Teresa was reared in a close-knit family of readers. From childhood she was an avid reader and a friend of books. Her writings provide us with an inventory of the books she read, all of which were in the vernacular: contemporary fiction (the novels of chivalry), the fathers of the church (for example, St. Jerome's epistles, St. Augustine's Confessions, and St. Gregory the Great's commentary on the Old Testament Book of job), the lives of the saints, Ludolph of Saxony's medieval Life of Christ, Thomas à Kempis's devotional masterpiece the Imitation of Christ, contemporary treatises on prayer such as Fray Francisco de Osuna's Third Spiritual Alphabet and Fray Bernardino de Laredo's Ascent of Mt. Sion, and so on.

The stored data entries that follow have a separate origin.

PR #8077, opened 2025-08-25
Eldoc support in goals

plt-amy:
This is just a sketch of how something like "parameter help" could be implemented on top of the existing interaction protocol + standard Emacs stuff (specifically `eldoc`), building on #8071. The current implementation on the Haskell side is kinda daft (it just tries to infer the type of everything in the goal up to the cursor position), but it took me most of the day to shift back into Lisp gear— especially having never written much *Emacs* Lisp to begin to begin with…

https://github.com/user-attachments/assets/8dc727c9-7465-4ec7-bef0-9ee954594ccf

There's a new generic pair of responses `Resp_CallbackResponse`/`Resp_CallbackFailed` for commands that need to be handled in Emacs by a closure (e.g.: handling the response to the command that implements `eldoc` needs the callback, and it can't be sensibly made into a top-level thing like `agda2-info-action`). 

On the Lisp side, there's a generic macro that implements something like `do` for these async commands. If the *thing* being implemented is already callback-based, there's nothing else to do. To implement *synchronous* interfaces (like, to the best of my understanding, something for `completion-at-point-functions`), we can just make a waiting loop using `sit-for`, to allow the user to interrupt it. Something like:

```lisp
(defun agda2-sync (cmd &rest args)
  (let* 
    ((tag (gensym)
     (cancelled nil)
     
     (retval (catch tag
       (agda2-async 
         ((cmd-return cmd 
            :args args 
            :else (lambda () (unless cancelled (throw `tag '(failed))))))
         (unless cancelled (throw `tag (cons 'okay cmd-return))))
         
       (let ((inhibit-quit t)) (while (sit-for 30)))
       (setq cancelled t))
       '(cancelled))))
    (cond
      ((eq 'error (car retval))
       (signal "request failed!!"))
      (t (cdr retval)))))
```

(Full disclosure, I wrote that on the GitHub editor, so it might be slightly wrong, but the idea should be there.)


plt-amy:
Demo of the autocompletion:

https://github.com/user-attachments/assets/e3d0025f-0f02-4a4b-b43d-ad1ea8d81f6e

Cultures and societies compress their essential values and convictions in ideal human models. In turn, these ideal types function as role models for the members of a given culture and society. These role models, portrayed, for instance, in the stories and art which prevail in a culture, affect the members of a culture and society in their self-conceptions and modes of behavior as well as in the way they tell stories about themselves.(10)Once Christianity became legitimate with the Edict of Milan, 313 C.E., it began almost immediately to offer its own role models, the saints, who replaced the heroes and sages of pagan antiquity, and who perdure to the present day. In sixteenth-century Spain, the saint was particularly prominent as a role model. The lives of the saints were "bestsellers" of the day. A very large portion of the art of the period was devoted to representations of the saints, as the paintings of St. Teresa's contemporary El Greco attest. The veneration of the saints as models of Christian life, workers of miracles, and heavenly intercessors was a frequent and popular theme of the preaching of the period. Furthermore, institutional support for the promotion of the saint as a role model was reaffirmed when the Council of Trent instructed bishops to foster the invocation and veneration of the saints and their images "because through the saints of God miracles and salutary examples are put before the eyes of the faithful, so that . . . they may fashion their lives and their actions in imitation of the saints . . . ."(11)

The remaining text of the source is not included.